Cubic Numbers

Today, January 11th 2016, I'm 24389 days old and what's special is that this number is 29 cubed or 29 x 29 x 29. Days like this are rare. For example, $28^3$ or 21592 occurred on May 10th 2009 and $30^3$ or 27000 will occur on March 6th 2023. Cubes of prime numbers are even rarer of course. The prime preceding 29 is 23 and $23^3$ or 12167 occurred on July 26th 1982. The prime following 29 is 31 and $31^3$ or 29791 will occur on October 26th 2030 when I'm 81 years of age (if I make it that far). 

24389 has a surprisingly large number of entries in the Online Encyclopaedia of Integer Sequences (OEIS), 174 in fact which is unusual for a composite number of this magnitude. The first entry is for OEIS A000578: the cubes $a(n) = n^3$. The sequence, up to 24389 when n=29, looks like this:

0, 1, 8, 27, 64, 125, 216, 343, 512, 729, 1000, 1331, 1728, 2197, 2744, 3375, 4096, 4913, 5832, 6859, 8000, 9261, 10648, 12167, 13824, 15625, 17576, 19683, 21952, 24389

The next entry is OEIS A030078: cubes of primes. The sequence, up to 24389, is: 8, 27, 125, 343, 1331, 2197, 4913, 6859, 12167, 24389.

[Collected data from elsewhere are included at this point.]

PR #3350, opened 2024-05-13
OCPBUGS-33588: Upgrade openvswitch package for 4.16

igsilya:
4.16 ovn-kubernetes and RHCOS are both moved to OVS 3.3:
  - https://github.com/openshift/ovn-kubernetes/pull/2142
  - https://github.com/openshift/os/pull/1495

MicroShift should be kept in sync.

### DIFF
--- a/test/bootc-sources/microshift_repo_config.sh.template
+++ b/test/bootc-sources/microshift_repo_config.sh.template
@@ -5,6 +5,7 @@ USHIFT_LOCAL_REPO_FILE=/etc/yum.repos.d/microshift-local.repo
 OCP_MIRROR_REPO_FILE=/etc/yum.repos.d/openshift-mirror-beta.repo
 OCP_DTPATH_REPO_FILE=/etc/yum.repos.d/openshift-fast-datapath.repo
 OCP_RHOCP_REPO_FILE=/etc/yum.repos.d/openshift-rhocp.repo
+CENTOS_NFV_SIG_REPO_FILE=/etc/yum.repos.d/microshift-sig-nfv.repo
 
 usage() {
     echo "Usage: $(basename $0) <-create microshift_local_repo_path | -delete>"
@@ -36,6 +37,15 @@ config_centos9_repos() {
 [openshift-mirror-beta]
 name=OpenShift Mirror Beta Repository
 baseurl=https://mirror.openshift.com/pub/openshift-v4/{{ .Env.UNAME_M }}/dependencies/rpms/4.{{ .Env.PREVIOUS_MINOR_VERSION }}-el9-beta/
+enabled=1
+gpgcheck=0
+skip_if_unavailable=0
+EOF
+
+    cat > "${CENTOS_NFV_SIG_REPO_FILE}" <<EOF
+[nfv-sig]
+name=CentOS Stream 9 - SIG NFV
+baseurl=http://mirror.stream.centos.org/SIGs/9-stream/nfv/{{ .Env.UNAME_M }}/openvswitch-2/
 enabled=1
 gpgcheck=0
 skip_if_unavailable=0
--- a/packaging/rpm/microshift.spec
+++ b/packaging/rpm/microshift.spec
@@ -108,7 +108,7 @@ The microshift-selinux package provides the SELinux policy modules required by M
 %package networking
 Summary: Networking components for MicroShift
 Requires: microshift = %{version}
-Requires: (openvswitch3.1 or openvswitch >= 3.1)
+Requires: (openvswitch3.3 or openvswitch >= 3.3)
 Requires: NetworkManager
 Requires: NetworkManager-ovs
 Requires: jq
@@ -470,6 +470,9 @@ fi
 # Use Git command to generate the log and replace the VERSION string
 # LANG=C git log --date="format:%a %b %d %Y" --pretty="tformat:* %cd %an <%ae> VERSION%n- %s%n" packaging/rpm/microshift.spec
 %changelog
+* Mon May 13 2024 Ilya Maximets <i.maximets@redhat.com> 4.16.0
+- Upgrade openvswitch package version to 3.3
+
 * Mon Apr 29 2024 Gregory Giguashvili <ggiguash@redhat.com> 4.16.0
 - Remove references to redundant files in selinux packaging
 
--- a/test/kickstart-templates/includes/post-cos9rpm.cfg
+++ b/test/kickstart-templates/includes/post-cos9rpm.cfg
@@ -8,7 +8,7 @@ gpgcheck=0
 skip_if_unavailable=0
 EOF
 
-# The openvswitch3.1 dependency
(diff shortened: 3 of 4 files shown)


igsilya:
CC: @zshi-redhat

zshi-redhat:
@igsilya  thanks for filing the PR for ovs bump! 
I assume there has at least one OVS 3.3 patch version been released in FDP,  could you confirm?  Since microshift rpm needs to be installed with released ovs versions.
@pmtk  which other rhel versions do we plan to support with microshift 4.16? (just want to make sure OVS 3.3 is also available in older rhel versions that microshift will support).

cc @pliurh

igsilya:
> @igsilya thanks for filing the PR for ovs bump! I assume there has at least one OVS 3.3 patch version been released in FDP, could you confirm? Since microshift rpm needs to be installed with released ovs versions. 

Yes, `3.3.0-2.el9fdp` was officially released a couple weeks back.

igsilya:
Upgrade tests are failing because it is not possible to simply update between major versions of `openvswitch` package.  The reason is that these are not the same package, but two different packages that obsolete each other, hence simple `dnf install -y` can't install them without `--allowerasing`.  Should I add  `--allowerasing` to the test?

@dhellmann

dhellmann:
> Upgrade tests are failing because it is not possible to simply update between major versions of `openvswitch` package. The reason is that these are not the same package, but two different packages that obsolete each other, hence simple `dnf install -y` can't install them without `--allowerasing`. Should I add `--allowerasing` to the test?
> 
> @dhellmann

Please work with @jerpeter1 and @ggiguash on this, I'm not on the MicroShift team any longer. Thank you!

ggiguash:
> Upgrade tests are failing because it is not possible to simply update between major versions of `openvswitch` package. The reason is that these are not the same package, but two different packages that obsolete each other, hence simple `dnf install -y` can't install them without `--allowerasing`. Should I add `--allowerasing` to the test?
> 
> @dhellmann



> Upgrade tests are failing because it is not possible to simply update between major versions of `openvswitch` package. The reason is that these are not the same package, but two different packages that obsolete each other, hence simple `dnf install -y` can't install them without `--allowerasing`. Should I add `--allowerasing` to the test?

Let's try adding `--allowerasing` in the test to see if this is working. We would have to also update the docs with this note.

ggiguash:
@ShaunaDiaz , we need documentation update for MicroShift upgrade from previous versions to 4.16. 
It's about adding `--allowerasing` options when doing `dnf install` on new packages.
Should we open a new ticket or use the attached bug for making the doc changes?

ShaunaDiaz:
> @ShaunaDiaz , we need documentation update for MicroShift upgrade from previous versions to 4.16. It's about adding `--allowerasing` options when doing `dnf install` on new packages. Should we open a new ticket or use the attached bug for making the doc changes?

Issue created here: https://issues.redhat.com/browse/OSDOCS-10554.

ggiguash:
@igsilya , it looks like CentOS 9 installation does not work
```
cos9-bootc-source: Package vim-minimal-2:8.2.2637-20.el9.aarch64 is already installed.
cos9-bootc-source: Error: 
cos9-bootc-source:  Problem: package microshift-4.16.0_0.nightly_arm64_2024_05_13_005028_20240513121611_5bc78baf3d3956865112e7b8d4598f8a50683832-1.el9.aarch64 from microshift-local requires microshift-networking = 4.16.0_0.nightly_arm64_2024_05_13_005028_20240513121611_5bc78baf3d3956865112e7b8d4598f8a50683832, but none of the providers can be installed
cos9-bootc-source:   - conflicting requests
cos9-bootc-source:   - nothing provides (openvswitch3.3 or openvswitch >= 3.3) needed by microshift-networking-4.16.0_0.nightly_arm64_2024_05_13_005028_20240513121611_5bc78baf3d3956865112e7b8d4598f8a50683832-1.el9.aarch64 from microshift-local
cos9-bootc-source: (try to add '--skip-broken' to skip uninstallable packages or '--nobest' to use not only best candidate packages)
cos9-bootc-source: Error: building at STEP "RUN ${REPO_CONFIG_SCRIPT} -create ${USHIFT_RPM_REPO_PATH} &&     dnf install -y vi firewalld microshift &&     systemctl enable microshift &&     ${REPO_CONFIG_SCRIPT} -delete &&     rm -f ${REPO_CONFIG_SCRIPT} &&     rm -rf $USHIFT_RPM_REPO_PATH &&     dnf clean all": while running runtime: exit status 1
```

ggiguash:
Do we need to add [another](https://github.com/openshift/microshift/blob/main/test/kickstart-templates/includes/post-cos9rpm.cfg#L12) repo also [here](https://github.com/openshift/microshift/blob/main/test/bootc-sources/microshift_repo_config.sh.template#L35)?

igsilya:
@ggiguash enabling `openshift-mirror-beta` repo for centos seems generally wrong to me.  This repo only contains packages that are directly tagged into openshift and not available otherwise.  Since `openvswitch3.3` is available directly from `fast-datapath` repo, it is not explicitly tagged into that special repo.  Hence, CI can't find it.

The `openvswitch2` repo seems more reasonable.  Though a better solution might be to install `centos-release-nfv-openvswitch` package that will enable necessary repos.

ggiguash:
MicroShift needs the `openshift-client` package, which is only available from mirror for CentOS.
So, it looks like we need to enable both repos, to implement a workaround like [here](https://github.com/openshift/microshift/blob/main/test/kickstart-templates/includes/post-cos9rpm.cfg#L24-L34).

I think we just need to add the openvswitch repo...

igsilya:
OK, let me try to add the repo...

test/bootc-sources/microshift_repo_config.sh.template
```diff
@@ -5,6 +5,7 @@ USHIFT_LOCAL_REPO_FILE=/etc/yum.repos.d/microshift-local.repo
 OCP_MIRROR_REPO_FILE=/etc/yum.repos.d/openshift-mirror-beta.repo
 OCP_DTPATH_REPO_FILE=/etc/yum.repos.d/openshift-fast-datapath.repo
 OCP_RHOCP_REPO_FILE=/etc/yum.repos.d/openshift-rhocp.repo
+CENTOS_NFV_SIG_MIRROR_REPO_FILE=/etc/yum.repos.d/centos-sig-nfv.repo
```
ggiguash, line 8: We're deleting microshift* and openshift* repos in the cleanup. Please, name with repo with `microshift-` prefix.

ggiguash, line 8:
```suggestion
CENTOS_NFV_SIG_REPO_FILE=/etc/yum.repos.d/microshift-sig-nfv.repo
```

igsilya: Ack. Done.

igsilya: Done.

From WolframAlpha, we find that 24389 is also a cube that is expressible as the sum of two squares in two different ways: 

$24389 = 58^2+145^2  = 65^2+142^2$

Additionally, we find that 24389 is the hypotenuse of a primitive Pythagorean triple: 
  $24389^2 = 15939^2+18460^2$. So, all in all, an interesting number.